UPDATE: Ended up using this method created by Johnny Bubriski and then modified it a bit to skip duplicates. Works like a charm and is apparently quite fast. Link: http://johnnycode.com/2013/08/19/using-c-sharp-sqlbulkcopy-to-import-csv-data-sql-server/
I have been searching for an answer to this but cannot seem to find it. I am doing a T-SQL bulk insert to load data into a table in a local database from a csv file. My statement looks like this:
BULK INSERT Orders
FROM 'csvfile.csv'
WITH(FIELDTERMINATOR = ';', ROWTERMINATOR = '0x0a', FORMATFILE = 'formatfile.fmt', ERRORFILE = 'C:\\ProgramData\\Tools_TextileMagazine\\AdditionalFiles\\BulkInsertErrors.txt')
GO
SELECT *
FROM Orders
GO
I get an exception when I try to insert duplicate rows (for example taking the same csv file twice) which causes the entire insert to stop and rollback. Understandable enough since I am violating the primary key constraint. Right now I just show a messagebox to let users know that duplicates are present in the csv file, but this is of course not a proper solution, actually not a solution at all. My question is, is there any way to ignore these duplicate rows and just skip them and only add the rows that are not duplicate? Perhaps in a try catch somehow?

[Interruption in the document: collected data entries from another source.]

PR #317, opened 2022-07-24
feat: edit message #311

FrolYo:


src/dotnet/Notification.Service/Notifications.Backend.cs
```diff
@@ -163,15 +162,15 @@ public virtual async Task<ImmutableArray<Symbol>> ListSubscriberIds(string chatI
 
         }
 
-        async Task<string> AuthorNameResolver(string authorId)
+        async Task<string> AuthorNameResolver(string authorId, CancellationToken ct)
```
alexis-kochetov, line 165: for oarameters of nested methods we use `1` suffix - `cancellationToken1`

alexis-kochetov (approved):

src/dotnet/Notification.Service/Notifications.Backend.cs
FrolYo: done

PR #326, opened 2022-07-27
feat: virtual list with absolute positions for new items

alexis-kochetov:


.run/App.Server.run.xml
```diff
@@ -16,7 +16,7 @@
     <option name="PROJECT_WORKING_DIRECTORY_TRACKING" value="1" />
     <option name="PROJECT_KIND" value="DotNetCore" />
     <option name="PROJECT_TFM" value="net6.0" />
-    <browser url="https://localhost:7081/chat/the-actual-one" name="98ca6316-2f89-46d9-a9e5-fa9e2b0625b3" start="true" />
+    <browser url="https://local.actual.chat/chat/the-actual-one" name="98ca6316-2f89-46d9-a9e5-fa9e2b0625b3" />
```
FrolYo, line 19: why are we trying to replace localhost with local.actual.chat? does local.actual.chat support page autoreload on connection restore?

src/dotnet/Chat.UI.Blazor/Components/ChatView/ChatView.razor.cs
```diff
@@ -127,14 +123,17 @@ private async Task MonitorVisibleKeyChanges(CancellationToken cancellationToken)
...
+    async Task<VirtualListData<ChatMessageModel>> IVirtualListDataSource<ChatMessageModel>.GetData(
         VirtualListDataQuery query,
+        VirtualListData<ChatMessageModel> oldData,
         CancellationToken cancellationToken)
     {
         await WhenInitialized;
 
         var chat = Chat;
         var chatId = chat.Id.Value;
+        var currentAuthor = await ChatAuthors.Get(Session, chatId, cancellationToken);
```
FrolYo, line 135: I was told that we do not almost use `current` as a useless prefix

FrolYo (approved):

.run/App.Server.run.xml
alexis-kochetov: `local.actual.chat` uses nginx so image proxy works locally as well. Additionally notifications also works when the site is not localhost

alexis-kochetov: Why do you expect it doesn't reload on conneciton restore?

src/dotnet/Chat.UI.Blazor/Components/ChatView/ChatView.razor.cs
alexis-kochetov: OK

.run/App.Server.run.xml
FrolYo: Nginx will show you 502 error if local dev host is stopped. 502 is not automatically reloaded when host is restarted.

Anyways, I think it's such a minor inconvenience comparing to benefits you mentioned above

If it is not possible, what would be the "correct" (for lack of a better word) way to import data from the csv file? The exception is causing me a bit of trouble. I did read somewhere that you can set up a temporary table, load the data into it and select distinct between the two tables before inserting. But is there really no easier way to do it with bulk insert?